# [PROBLEM REQUIREMENTS]
Read through the entries below and copy each line where "just" turns up.

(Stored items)
◆ ◆ ◆ ◆ ◆
PR #602, opened 2025-05-12
fix: remove event_handler_count to keep influx from exploding

djantzen:

### DIFF
--- a/plugin_runner/plugin_runner.py
+++ b/plugin_runner/plugin_runner.py
@@ -29,7 +29,7 @@ from canvas_sdk.effects.simple_api import Response
 from canvas_sdk.events import Event, EventRequest, EventResponse, EventType
 from canvas_sdk.protocols import ClinicalQualityMeasure
 from canvas_sdk.utils import metrics
-from canvas_sdk.utils.metrics import measured, statsd_client
+from canvas_sdk.utils.metrics import measured
 from logger import log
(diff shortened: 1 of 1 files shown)


plugin_runner/plugin_runner.py
```diff
@@ -594,10 +594,11 @@ def load_plugins(specified_plugin_paths: list[str] | None = None) -> None:
 
     refresh_event_type_map()
 
+    handler_count_message = "Event handler counts. "
     for key in EventType.keys():  # noqa: SIM118
         value = len(EVENT_HANDLER_MAP[key]) if key in EVENT_HANDLER_MAP else 0
-        statsd_client.gauge("plugins.event_handler_count", value, tags={"event": key})
-
+        handler_count_message += f"{key}: {value}, "
+    log.info(handler_count_message)
```
aduane, line 601: I'm not sure we want to add this to the log stream developers see via the Canvas CLI

djantzen: They see all kinds of logs that are not germane to developing a plugin already, right? Not saying that's ideal, just saying this isn't really different than all the other insider baseball they already see. I'm happy to remove it entirely if you like though.

aduane: Yeah, let's just remove it.

beaugunderson (approved):
fine from my perspective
◆ ◆ ◆ ◆ ◆
# [ANSWER SECTION]
djantzen: They see all kinds of logs that are not germane to developing a plugin already, right? Not saying that's ideal, just saying this isn't really different than all the other insider baseball they already see. I'm happy to remove it entirely if you like though.
aduane: Yeah, let's just remove it.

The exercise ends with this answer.